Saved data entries
===============

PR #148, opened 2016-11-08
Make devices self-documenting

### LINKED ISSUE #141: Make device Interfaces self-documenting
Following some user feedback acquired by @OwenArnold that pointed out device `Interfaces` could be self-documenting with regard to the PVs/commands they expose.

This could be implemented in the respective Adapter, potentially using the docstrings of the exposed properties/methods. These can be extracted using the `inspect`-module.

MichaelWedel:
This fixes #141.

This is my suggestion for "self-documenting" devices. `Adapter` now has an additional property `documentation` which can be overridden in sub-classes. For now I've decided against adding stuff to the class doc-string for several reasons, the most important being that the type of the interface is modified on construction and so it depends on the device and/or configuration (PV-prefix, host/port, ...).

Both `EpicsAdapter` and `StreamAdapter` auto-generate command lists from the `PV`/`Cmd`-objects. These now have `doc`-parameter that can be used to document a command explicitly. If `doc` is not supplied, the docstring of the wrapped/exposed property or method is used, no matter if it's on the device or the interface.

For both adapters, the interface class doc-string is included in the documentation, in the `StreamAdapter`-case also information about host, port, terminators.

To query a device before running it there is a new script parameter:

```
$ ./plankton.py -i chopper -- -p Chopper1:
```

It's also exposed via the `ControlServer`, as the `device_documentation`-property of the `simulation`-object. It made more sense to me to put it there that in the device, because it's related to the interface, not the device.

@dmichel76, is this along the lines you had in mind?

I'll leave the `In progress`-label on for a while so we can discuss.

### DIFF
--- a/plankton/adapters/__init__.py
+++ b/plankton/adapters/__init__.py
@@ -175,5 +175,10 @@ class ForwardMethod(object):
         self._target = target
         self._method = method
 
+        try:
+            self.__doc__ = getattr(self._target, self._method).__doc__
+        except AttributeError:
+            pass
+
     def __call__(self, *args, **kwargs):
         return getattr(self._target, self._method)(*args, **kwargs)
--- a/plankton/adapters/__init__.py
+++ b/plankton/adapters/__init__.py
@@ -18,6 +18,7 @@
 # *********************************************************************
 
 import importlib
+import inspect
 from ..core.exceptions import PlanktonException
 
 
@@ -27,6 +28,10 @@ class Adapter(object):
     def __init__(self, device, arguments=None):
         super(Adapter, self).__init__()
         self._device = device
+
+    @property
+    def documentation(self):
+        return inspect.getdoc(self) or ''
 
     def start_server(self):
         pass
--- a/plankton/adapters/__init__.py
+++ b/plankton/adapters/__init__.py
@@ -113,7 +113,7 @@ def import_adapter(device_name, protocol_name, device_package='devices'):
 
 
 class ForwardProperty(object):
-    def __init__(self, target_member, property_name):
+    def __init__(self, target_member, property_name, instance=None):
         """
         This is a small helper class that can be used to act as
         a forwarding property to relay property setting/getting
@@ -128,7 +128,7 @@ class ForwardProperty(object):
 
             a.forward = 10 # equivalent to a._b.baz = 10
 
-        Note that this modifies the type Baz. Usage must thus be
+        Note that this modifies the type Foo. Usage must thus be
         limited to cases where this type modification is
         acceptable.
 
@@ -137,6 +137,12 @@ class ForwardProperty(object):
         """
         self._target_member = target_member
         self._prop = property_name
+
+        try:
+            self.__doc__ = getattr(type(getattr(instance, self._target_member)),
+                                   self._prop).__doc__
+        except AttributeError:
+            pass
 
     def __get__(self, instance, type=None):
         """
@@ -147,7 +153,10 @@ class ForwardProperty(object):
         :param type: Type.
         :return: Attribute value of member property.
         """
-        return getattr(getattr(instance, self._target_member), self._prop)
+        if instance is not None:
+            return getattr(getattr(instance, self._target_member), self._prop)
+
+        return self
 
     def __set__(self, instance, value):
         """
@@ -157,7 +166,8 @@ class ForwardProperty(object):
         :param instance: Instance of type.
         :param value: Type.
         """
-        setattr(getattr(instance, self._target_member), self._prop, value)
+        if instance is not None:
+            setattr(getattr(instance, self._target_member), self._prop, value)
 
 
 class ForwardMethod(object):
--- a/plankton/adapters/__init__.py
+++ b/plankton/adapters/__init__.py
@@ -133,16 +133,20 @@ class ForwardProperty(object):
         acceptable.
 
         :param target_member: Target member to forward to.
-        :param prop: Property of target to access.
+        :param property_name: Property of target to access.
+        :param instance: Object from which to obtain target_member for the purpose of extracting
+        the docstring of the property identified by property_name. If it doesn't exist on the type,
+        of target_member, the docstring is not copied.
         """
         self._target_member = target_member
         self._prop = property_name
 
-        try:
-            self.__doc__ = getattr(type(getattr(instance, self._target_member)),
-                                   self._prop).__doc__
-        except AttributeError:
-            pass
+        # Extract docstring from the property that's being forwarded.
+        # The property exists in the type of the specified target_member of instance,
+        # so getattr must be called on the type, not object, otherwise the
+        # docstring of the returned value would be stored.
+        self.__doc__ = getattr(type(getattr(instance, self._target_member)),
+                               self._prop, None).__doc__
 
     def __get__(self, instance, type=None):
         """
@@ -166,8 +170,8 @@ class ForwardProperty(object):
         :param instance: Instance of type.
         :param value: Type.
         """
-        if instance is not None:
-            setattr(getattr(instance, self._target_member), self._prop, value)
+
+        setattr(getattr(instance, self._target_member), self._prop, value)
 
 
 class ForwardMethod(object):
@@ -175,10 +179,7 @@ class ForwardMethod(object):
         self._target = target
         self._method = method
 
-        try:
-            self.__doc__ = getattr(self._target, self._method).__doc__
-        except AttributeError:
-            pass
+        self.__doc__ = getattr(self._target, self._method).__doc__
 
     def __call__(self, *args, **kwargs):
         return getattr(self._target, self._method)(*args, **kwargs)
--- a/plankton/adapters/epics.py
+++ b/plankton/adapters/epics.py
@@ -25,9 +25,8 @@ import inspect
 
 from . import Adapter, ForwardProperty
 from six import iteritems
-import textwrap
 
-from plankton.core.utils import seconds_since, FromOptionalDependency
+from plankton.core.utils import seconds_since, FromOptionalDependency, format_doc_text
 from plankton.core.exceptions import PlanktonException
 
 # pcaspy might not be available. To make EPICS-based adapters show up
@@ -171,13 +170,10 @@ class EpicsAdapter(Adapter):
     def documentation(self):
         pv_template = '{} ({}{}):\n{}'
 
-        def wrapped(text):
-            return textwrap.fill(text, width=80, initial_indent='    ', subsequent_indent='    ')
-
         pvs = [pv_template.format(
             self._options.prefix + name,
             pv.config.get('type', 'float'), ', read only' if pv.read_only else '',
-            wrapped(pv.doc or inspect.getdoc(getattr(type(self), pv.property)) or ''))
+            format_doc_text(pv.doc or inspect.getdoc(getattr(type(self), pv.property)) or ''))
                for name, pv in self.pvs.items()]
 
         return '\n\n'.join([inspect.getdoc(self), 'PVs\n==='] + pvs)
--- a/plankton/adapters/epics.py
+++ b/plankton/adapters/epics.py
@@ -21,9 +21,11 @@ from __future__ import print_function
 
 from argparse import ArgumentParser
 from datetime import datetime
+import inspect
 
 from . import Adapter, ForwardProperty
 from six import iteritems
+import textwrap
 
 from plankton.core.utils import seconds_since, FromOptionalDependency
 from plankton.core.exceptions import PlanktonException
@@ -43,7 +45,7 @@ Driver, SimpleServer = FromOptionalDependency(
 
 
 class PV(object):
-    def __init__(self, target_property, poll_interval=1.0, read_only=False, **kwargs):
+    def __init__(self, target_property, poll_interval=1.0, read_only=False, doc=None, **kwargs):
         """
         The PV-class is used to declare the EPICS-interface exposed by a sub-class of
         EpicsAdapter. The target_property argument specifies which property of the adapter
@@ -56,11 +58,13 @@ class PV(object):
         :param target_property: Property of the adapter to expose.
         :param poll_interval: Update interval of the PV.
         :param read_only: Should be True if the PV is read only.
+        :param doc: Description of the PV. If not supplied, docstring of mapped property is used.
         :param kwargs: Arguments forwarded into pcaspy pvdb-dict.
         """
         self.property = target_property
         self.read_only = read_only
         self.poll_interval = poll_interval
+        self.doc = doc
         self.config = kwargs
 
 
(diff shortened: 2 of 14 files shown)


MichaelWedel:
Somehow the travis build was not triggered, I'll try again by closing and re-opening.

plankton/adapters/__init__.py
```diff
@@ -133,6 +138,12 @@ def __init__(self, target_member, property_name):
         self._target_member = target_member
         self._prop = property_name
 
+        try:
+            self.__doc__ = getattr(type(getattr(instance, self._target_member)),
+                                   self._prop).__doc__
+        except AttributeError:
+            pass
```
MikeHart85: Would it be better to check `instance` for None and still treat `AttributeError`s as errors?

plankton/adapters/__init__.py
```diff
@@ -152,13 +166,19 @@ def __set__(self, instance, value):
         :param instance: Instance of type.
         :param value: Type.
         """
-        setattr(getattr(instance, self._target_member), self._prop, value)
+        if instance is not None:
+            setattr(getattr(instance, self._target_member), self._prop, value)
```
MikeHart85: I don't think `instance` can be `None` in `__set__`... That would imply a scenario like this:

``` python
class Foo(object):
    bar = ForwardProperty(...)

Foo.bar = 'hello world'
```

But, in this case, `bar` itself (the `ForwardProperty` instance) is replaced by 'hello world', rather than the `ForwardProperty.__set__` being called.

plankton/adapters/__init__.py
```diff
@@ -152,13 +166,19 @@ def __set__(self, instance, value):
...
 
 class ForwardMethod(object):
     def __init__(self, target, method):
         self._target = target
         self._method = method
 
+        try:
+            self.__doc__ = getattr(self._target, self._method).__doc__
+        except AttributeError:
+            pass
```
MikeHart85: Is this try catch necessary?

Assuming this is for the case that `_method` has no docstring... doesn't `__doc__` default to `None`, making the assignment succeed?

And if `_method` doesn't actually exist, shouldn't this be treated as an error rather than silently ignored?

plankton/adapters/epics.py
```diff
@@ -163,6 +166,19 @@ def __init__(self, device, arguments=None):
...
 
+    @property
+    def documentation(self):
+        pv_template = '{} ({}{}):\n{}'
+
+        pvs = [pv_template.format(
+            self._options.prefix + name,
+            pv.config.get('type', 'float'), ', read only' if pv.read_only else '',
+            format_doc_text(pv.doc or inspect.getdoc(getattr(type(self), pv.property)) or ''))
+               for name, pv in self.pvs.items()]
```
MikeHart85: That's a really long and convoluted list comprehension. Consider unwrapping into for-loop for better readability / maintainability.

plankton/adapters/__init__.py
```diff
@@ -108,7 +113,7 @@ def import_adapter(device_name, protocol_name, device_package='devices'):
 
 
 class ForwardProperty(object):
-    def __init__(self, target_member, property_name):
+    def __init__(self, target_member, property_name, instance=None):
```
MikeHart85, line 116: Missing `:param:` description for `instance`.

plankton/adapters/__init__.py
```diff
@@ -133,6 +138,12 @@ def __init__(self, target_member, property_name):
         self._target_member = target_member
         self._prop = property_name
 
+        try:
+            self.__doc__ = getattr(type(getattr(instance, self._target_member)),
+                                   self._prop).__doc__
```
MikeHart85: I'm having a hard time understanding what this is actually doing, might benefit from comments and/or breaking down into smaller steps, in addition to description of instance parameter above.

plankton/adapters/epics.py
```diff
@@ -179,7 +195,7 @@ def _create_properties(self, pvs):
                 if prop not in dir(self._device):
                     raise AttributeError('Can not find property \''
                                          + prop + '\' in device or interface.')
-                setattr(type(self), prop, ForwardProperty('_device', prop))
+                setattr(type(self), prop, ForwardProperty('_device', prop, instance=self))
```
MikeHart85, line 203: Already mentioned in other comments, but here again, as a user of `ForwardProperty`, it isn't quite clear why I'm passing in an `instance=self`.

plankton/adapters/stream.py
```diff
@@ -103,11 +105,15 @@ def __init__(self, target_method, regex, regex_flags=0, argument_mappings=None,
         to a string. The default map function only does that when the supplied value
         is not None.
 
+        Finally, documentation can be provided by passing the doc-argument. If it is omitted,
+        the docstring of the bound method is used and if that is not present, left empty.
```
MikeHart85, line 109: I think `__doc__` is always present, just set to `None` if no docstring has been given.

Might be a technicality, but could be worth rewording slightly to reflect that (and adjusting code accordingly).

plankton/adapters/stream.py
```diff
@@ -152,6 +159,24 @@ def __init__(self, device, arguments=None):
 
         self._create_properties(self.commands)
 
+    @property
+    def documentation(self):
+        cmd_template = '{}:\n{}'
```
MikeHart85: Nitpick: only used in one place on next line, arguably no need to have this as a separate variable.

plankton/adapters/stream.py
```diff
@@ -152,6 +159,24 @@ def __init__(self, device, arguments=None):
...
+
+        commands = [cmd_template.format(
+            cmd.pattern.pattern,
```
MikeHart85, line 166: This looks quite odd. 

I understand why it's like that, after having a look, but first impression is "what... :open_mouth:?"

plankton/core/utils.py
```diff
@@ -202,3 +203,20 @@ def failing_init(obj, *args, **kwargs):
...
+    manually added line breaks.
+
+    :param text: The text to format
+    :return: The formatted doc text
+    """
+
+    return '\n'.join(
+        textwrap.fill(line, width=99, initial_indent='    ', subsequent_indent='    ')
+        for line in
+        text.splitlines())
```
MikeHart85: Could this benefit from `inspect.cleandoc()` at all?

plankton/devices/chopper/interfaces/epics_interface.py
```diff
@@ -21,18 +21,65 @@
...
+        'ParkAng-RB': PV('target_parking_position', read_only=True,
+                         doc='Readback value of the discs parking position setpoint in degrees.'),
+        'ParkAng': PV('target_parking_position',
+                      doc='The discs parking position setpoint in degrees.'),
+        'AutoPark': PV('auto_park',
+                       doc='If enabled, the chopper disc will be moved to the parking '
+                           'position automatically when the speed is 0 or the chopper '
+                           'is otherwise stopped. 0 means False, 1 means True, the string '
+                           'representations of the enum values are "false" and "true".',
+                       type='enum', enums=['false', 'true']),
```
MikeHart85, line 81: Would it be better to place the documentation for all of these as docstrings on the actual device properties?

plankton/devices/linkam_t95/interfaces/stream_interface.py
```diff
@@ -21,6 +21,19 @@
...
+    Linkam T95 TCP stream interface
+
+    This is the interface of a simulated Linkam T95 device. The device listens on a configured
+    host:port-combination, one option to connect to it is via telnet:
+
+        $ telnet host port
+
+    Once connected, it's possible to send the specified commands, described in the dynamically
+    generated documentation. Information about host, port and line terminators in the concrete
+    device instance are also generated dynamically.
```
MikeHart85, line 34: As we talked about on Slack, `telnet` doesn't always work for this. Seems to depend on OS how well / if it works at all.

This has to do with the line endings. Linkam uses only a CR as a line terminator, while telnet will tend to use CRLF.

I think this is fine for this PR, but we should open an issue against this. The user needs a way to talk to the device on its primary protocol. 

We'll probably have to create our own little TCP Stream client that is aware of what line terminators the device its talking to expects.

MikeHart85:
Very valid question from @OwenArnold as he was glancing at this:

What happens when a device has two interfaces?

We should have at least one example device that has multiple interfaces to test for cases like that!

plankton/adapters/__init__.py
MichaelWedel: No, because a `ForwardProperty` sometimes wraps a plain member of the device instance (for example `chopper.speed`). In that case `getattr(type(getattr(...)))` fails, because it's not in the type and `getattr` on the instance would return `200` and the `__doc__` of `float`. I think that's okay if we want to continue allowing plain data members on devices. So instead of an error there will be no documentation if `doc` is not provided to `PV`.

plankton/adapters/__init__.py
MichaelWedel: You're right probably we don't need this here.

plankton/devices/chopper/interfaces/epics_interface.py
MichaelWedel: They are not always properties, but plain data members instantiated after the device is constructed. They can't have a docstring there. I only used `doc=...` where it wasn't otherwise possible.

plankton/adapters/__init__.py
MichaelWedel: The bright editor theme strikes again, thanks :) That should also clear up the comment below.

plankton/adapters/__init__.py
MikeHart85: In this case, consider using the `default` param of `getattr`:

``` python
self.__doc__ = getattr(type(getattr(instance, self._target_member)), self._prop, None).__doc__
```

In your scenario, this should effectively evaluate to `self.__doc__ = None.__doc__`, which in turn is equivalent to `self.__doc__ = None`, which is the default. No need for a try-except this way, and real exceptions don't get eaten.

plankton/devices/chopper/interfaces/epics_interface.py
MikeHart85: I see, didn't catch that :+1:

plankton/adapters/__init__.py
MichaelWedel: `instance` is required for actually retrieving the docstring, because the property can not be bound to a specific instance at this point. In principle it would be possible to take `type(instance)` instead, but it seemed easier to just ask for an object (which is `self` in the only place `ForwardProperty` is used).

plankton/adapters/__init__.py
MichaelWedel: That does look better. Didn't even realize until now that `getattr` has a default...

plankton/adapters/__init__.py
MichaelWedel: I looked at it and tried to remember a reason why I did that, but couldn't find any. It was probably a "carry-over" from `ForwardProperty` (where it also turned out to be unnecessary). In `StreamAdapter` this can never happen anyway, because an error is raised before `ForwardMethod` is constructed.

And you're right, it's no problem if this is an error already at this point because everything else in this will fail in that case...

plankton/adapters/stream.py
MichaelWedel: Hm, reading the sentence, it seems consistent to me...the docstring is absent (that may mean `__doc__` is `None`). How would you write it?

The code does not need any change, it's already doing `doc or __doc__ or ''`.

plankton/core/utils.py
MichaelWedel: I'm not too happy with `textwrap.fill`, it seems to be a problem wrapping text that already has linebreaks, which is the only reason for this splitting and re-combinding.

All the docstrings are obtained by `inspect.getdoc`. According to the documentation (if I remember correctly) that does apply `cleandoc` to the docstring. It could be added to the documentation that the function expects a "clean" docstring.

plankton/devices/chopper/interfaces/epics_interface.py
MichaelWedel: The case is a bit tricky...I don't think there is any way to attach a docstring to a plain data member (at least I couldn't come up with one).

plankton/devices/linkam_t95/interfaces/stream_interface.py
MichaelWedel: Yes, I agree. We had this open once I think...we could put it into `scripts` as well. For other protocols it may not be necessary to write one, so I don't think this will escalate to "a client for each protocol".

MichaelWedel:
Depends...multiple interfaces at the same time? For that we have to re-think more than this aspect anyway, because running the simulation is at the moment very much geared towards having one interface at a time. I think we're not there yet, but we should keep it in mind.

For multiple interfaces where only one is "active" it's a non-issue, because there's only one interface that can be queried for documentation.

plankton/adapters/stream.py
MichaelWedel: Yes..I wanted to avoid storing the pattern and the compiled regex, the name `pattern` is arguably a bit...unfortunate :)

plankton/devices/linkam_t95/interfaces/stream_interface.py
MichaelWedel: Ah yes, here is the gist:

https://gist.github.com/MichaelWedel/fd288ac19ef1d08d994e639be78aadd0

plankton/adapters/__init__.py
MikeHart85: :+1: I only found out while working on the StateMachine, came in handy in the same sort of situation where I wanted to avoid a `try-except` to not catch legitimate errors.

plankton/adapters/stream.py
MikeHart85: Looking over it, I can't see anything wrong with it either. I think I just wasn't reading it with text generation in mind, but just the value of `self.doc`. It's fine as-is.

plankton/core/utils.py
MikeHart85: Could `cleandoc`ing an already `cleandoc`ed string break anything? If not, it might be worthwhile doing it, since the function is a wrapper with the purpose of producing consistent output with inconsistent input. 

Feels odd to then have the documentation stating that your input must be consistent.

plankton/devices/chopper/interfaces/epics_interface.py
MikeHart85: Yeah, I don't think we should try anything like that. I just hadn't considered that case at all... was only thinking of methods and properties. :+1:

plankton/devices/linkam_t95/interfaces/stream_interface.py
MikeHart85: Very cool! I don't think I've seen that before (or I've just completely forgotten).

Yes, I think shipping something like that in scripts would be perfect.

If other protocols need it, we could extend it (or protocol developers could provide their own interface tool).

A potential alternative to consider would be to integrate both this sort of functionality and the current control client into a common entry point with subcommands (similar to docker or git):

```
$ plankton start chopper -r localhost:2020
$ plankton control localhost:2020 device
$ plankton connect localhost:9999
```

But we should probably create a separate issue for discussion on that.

===============

> WHAT TO DO:
If a line in the records above has the word "added", copy it out.

> SOLUTION:
+    manually added line breaks.
All the docstrings are obtained by `inspect.getdoc`. According to the documentation (if I remember correctly) that does apply `cleandoc` to the docstring. It could be added to the documentation that the function expects a "clean" docstring.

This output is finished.